PR #3734, opened 2026-07-08
[DT-3572] Migrate `data_library/` Cypress component tests to Vitest 

kevinmarete:
### Addresses

https://broadworkbench.atlassian.net/browse/DT-3410
https://broadworkbench.atlassian.net/browse/DT-3411
https://broadworkbench.atlassian.net/browse/DT-3412
https://broadworkbench.atlassian.net/browse/DT-3407

### Summary

This PR migrates 4 spec files from `cypress/component/data_library/` to Vitest + React Testing Library under `test/`.                                                                                                                        
                                                                                                                                                                                                                                         
  - `LibraryDataGrid.spec`                                                                                                                                                                                                                   
  - `LibraryFilters.spec`
  - `LibraryFooter.spec`
  - `LibraryTabs.spec`

----

- Verify all tests go green


rushtong (approved):
👍🏽

test/components/data_library/LibraryDataGrid.spec.tsx
fboulnois, line 1: This migration has lost the bulk of the original Cypress coverage:

* Entire pagination test dropped (calls onPaginationChange when page changes).
* Dropped participant/dataset-count column assertions in both study and dataset row tests.
* Dropped the chip color-class assertions (MuiChip-colorPrimary/colorSuccess/colorSecondary for Controlled/Open/External) — this directly tested the access-management→color mapping switch in datasetColumns.tsx; now only the text label is checked, so a bug that scrambles the color mapping would go uncaught.
* Dropped per-row verification that Export links appear on the correct row (now just checks a count).
* Dropped the third row's Bolt-icon-absence check.

test/components/data_library/LibraryFooter.spec.tsx
fboulnois, line 1: This migration has lost the bulk of the original Cypress coverage:

* entire describe('tooltip', ...) block dropped (2 tests): the "Library Card required" tooltip visible on hover, and its absence when the user has a card. This is a full MUI Tooltip feature (with custom styling) left with zero coverage.

test/components/data_library/LibraryFilters.spec.tsx
fboulnois, line 1: * One regression: an exact object-equality check (onChange called with the entire filter state) was loosened to objectContaining, so a bug that mutates unrelated filter keys would no longer be caught.

test/components/data_library/LibraryTabs.spec.tsx
fboulnois, line 1: * Dropped the overflow/scroll-buttons test entirely (viewport-driven, hard to reproduce in jsdom without mocking offsetWidth/scrollWidth — not attempted).
* The "active tab" test now checks MUI's internal Mui-selected class instead of the component's actual fontWeight styling logic — tests a different mechanism, would pass even if the app's own bold/normal logic broke.

fboulnois (commented):
See below:

fboulnois (approved):
👍

PR #3738, opened 2026-07-08
[DT-3572] Migrate `pages/` Cypress component tests to Vitest 

kevinmarete:
### Addresses

### Summary

This PR migrates 5 spec files from `pages/` to Vitest + React Testing Library under `test/`.                                                                                        
                                                                                                                                                                                                                                         
  - `manage_dac/EditDac.spec`                                                                                                                                                                                           
  - `manage_dac/ManageDac.spec`                                                                                                                                                                                                     
  - `manage_dac/DacUsers.spec`                                                                                                                                                                                                              
  - `user_profile/RequestForm.spec`                                                                                                                                                                                                  
  - `data_submission/v2/v2-common-functions.spec` 

----

- Verify all tests go green


rushtong (approved):
👍🏽

test/pages/manage_dac/DacUsers.spec.tsx
fboulnois, line 1: * One test dropped entirely ("displays all chairpersons and members separately"), and one pre-click "row not yet grey" style assertion dropped from the pending-removal test.

test/pages/manage_dac/EditDac.spec.tsx
fboulnois, line 1: * One concrete gap: the download-button tests now mock DaaTabs entirely, so clicking download no longer goes through DAA.getDaaFileById — the assertion is tautological (checks the test's own mock was called by the test's own mock). That wiring has zero coverage anywhere in the repo now.

test/pages/manage_dac/ManageDac.spec.tsx
fboulnois, line 1: This migration has lost the bulk of the original Cypress coverage: The real ManageDacTable is now fully mocked, which means:

* 2 navigation tests dropped entirely (DAC-name click → profile page, edit-icon click → edit page) — the mock uses plain `<a>` tags instead of real router links, so these couldn't be ported as-is.
* The approved/unapproved dataset filtering logic (filter(datasets, {dacApproval: true})) is no longer exercised — the mock just pre-supplies already-filtered data, and the DAC.datasets call-argument assertion is gone.
* Loading-spinner-cleared check dropped.
* Post-delete "DAC actually disappears from the DOM" assertion dropped (only mock-call assertions remain).

test/pages/user_profile/RequestForm.spec.tsx
fboulnois, line 1: * Two regressions: the "non-URL text still blocks submission" edge case test was dropped, and the multi-checkbox test lost its assertion that the submitted ticket description actually contains both selected labels (now only checks the button became enabled).

fboulnois (commented):
See below:

fboulnois (approved):
👍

====

EXERCISE AIM:
Copy, from the material, each line that holds the string "browse".

WRITTEN ANSWER:
https://broadworkbench.atlassian.net/browse/DT-3410
https://broadworkbench.atlassian.net/browse/DT-3411
https://broadworkbench.atlassian.net/browse/DT-3412
https://broadworkbench.atlassian.net/browse/DT-3407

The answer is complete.